2. A method for the determination of aldehydes, ketones or isocyanates, in which the sample to be examined is reacted with a derivatization reagent which consists of a 1,3,5-triazine skeleton in combination with

• 1. a.) A hydrazine function or an aminoalkylamino function with alkyl chain lengths of 2-6 C atoms in the 2-position of the triazine skeleton,
• 2. b.) A phenylazoanilino function, dimethylaminophenylazo anilino function, methoxyphenylazoanilino function, methoxy naphthalene function or dimethylaminonaphthalene function as chromophore or fluorophore in the 4-position of the triazine structure and
• 3. c.) A chlorine or fluorine atom, a further chromophore or fluorophore or an alkylamino function, a dialkylamino function or an alkoxy function with alkyl chain lengths of 1-6 carbon atoms in the 6-position of the triazine skeleton, the derivatizing reagent being in the form of a solution in water, a mineral acid or organic acid or in an organic solvent.
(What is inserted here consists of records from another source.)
PR #13704, opened 2023-03-15
Adding "password": "$encrypted$" to user serializer

john-westcott-iv:
##### SUMMARY
The awx.awx.user module was not respecting the update_secrets parameter even though it looked like it. This was due to the user object not having the "password" field in the serializer.

This change adds the password field if the user is an internal user.

##### ISSUE TYPE

##### COMPONENT NAME

 - API
 
##### AWX VERSION

```

```

##### ADDITIONAL INFORMATION

```

```


AlanCoding (approved):
Make sure to mark this for a release note!

Klaas-:
~~I have a side question -- should there also be a possibility of "no password" -- for example a social user is not created with a password (in db the password is not a valid hash but populated with some random[?] string)~~ nevermind, I wanted to post it in the issue not on the PR :)

gamuniz (approved):

jay-steurer (approved):

Jaapis (approved):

3. Method for the determination of aldehydes, ketones or isocyanates according to claim 2, characterized in that the derivatization reagent in the form a coated collecting phase is used. 4. Methods for the determination of aldehydes and ketones according to one of claims 2 or 3, characterized in that the derivatization of aldehydes and Ketones by using a protonic acid or a Lewis Acid is accelerated. 5. Method for the determination of aldehydes, ketones or isocyanates according to one of claims 2 to 4, characterized in that the reaction products after the Derivatization reaction separated by liquid chromatography and UV / vis spectroscopic or fluorescence spectroscopic can be detected.